What Causes Fibromyalgia? Who Gets It, When, and Where It Starts

What Causes Fibromyalgia

TL;DR: No one knows the single cause of fibromyalgia, and anyone who tells you they do is guessing. The current understanding is that the nervous system starts processing pain signals too strongly, a change researchers call "central sensitization." It tends to run in families, often shows up after a physical or emotional trigger like an injury, infection, surgery or prolonged stress, and is most common in women between roughly 30 and 50. It is real, it is not your fault, and it is not something you caused by being weak.

When my wife Elena was first told she had fibromyalgia, her first question was the one almost everyone asks: why me, and why now? It is a fair question, and the honest answer is layered. Here is what the research actually says, checked against the CDC, NIH, Mayo Clinic and the American College of Rheumatology.

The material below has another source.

Issue #3759, opened 2023-11-27
Add configuration option to allow injecting headers on all outgoing requests


lukeelmers:
We can use `apm?._apmClient?.config({ headers: { Foo: 'Baz' } });` to inject headers in requests from the agent, however it doesn't apply these headers to the first two requests that are sent when bootstrapping:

So what actually causes fibromyalgia?

The leading explanation is that fibromyalgia is a problem with how the brain and spinal cord handle pain. In people with it, the volume knob on pain is turned up. Ordinary signals that most people barely notice get amplified into real, physical aching. Researchers call this central sensitization. It is why a light touch or a snug waistband can genuinely hurt. The pain is not imagined. The processing is just different.

Is fibromyalgia genetic?

It often runs in families, which points to a genetic component. If a parent or sibling has it, your odds are higher. Genes do not seem to cause it by themselves, though. The current thinking is that some people are born more prone to it, and then something in life sets it off.

What triggers it to start?

For many people there is a starting point they can name. Common triggers reported in the research include a physical injury (a car accident is a classic one), an infection or illness, surgery, or a long stretch of severe emotional stress or trauma. Sometimes it builds slowly with no single event. Elena traces hers to a hard year that stacked illness on top of stress, which lines up with what clinicians see often.

At what age does fibromyalgia usually start?

Most people are diagnosed in middle adulthood, often between 30 and 50, though it can begin earlier or later, and children can have it too. The risk does tend to rise with age.

Where in the body does it usually start?

There is no single starting point that fits everyone. Many people first notice it in the neck and shoulders, or across the back, before it spreads to feel like an all-over ache on both sides of the body. For that early neck, shoulder and back tension, some people find gentle warmth and soft pressure from a shiatsu neck and back massager comforting. Because it is widespread by nature, it rarely stays in one spot for long.

Who gets fibromyalgia the most?

Women are diagnosed far more often than men, by a wide margin. People with other conditions like rheumatoid arthritis, lupus, or long-term anxiety or depression also have higher rates. A family history raises the risk too. None of this means you did anything to bring it on.

What this means on a hard day

Understanding the cause does not switch off the pain, but it can lift some of the self-blame, and that matters more than people expect. Fibromyalgia is a real change in how your nervous system works, not a character flaw. On the days the aching wins, what helps is making comfort easy to reach. We gathered the things people return to most into our Flare-Day Comfort Kit, and the wider comfort collection is built on the same idea. Comfort, never a cure.

For more, see our honest guide to fibromyalgia symptoms and whether fibromyalgia can be cured.

Frequently asked questions

What is the main cause of fibromyalgia?
There is no single proven cause. The leading explanation is central sensitization, where the nervous system amplifies pain signals, usually in someone genetically prone to it after a trigger like injury, infection or prolonged stress.

Is fibromyalgia hereditary?
It tends to run in families, so there is likely a genetic component, but genes alone do not appear to cause it.

At what age does fibromyalgia start?
Most often between 30 and 50, though it can begin at any age, including childhood.

Where does fibromyalgia usually start?
Frequently in the neck, shoulders or back before spreading to a widespread, both-sides-of-the-body ache. There is no universal starting point.

Who is most likely to get fibromyalgia?
Women far more than men, people with a family history, and those with conditions like lupus or rheumatoid arthritis.

This article is general information, not medical advice, and is not intended to diagnose, treat, cure, or prevent any condition. Only a qualified clinician can diagnose fibromyalgia. Sources: CDC, NIH/NIAMS, Mayo Clinic, American College of Rheumatology.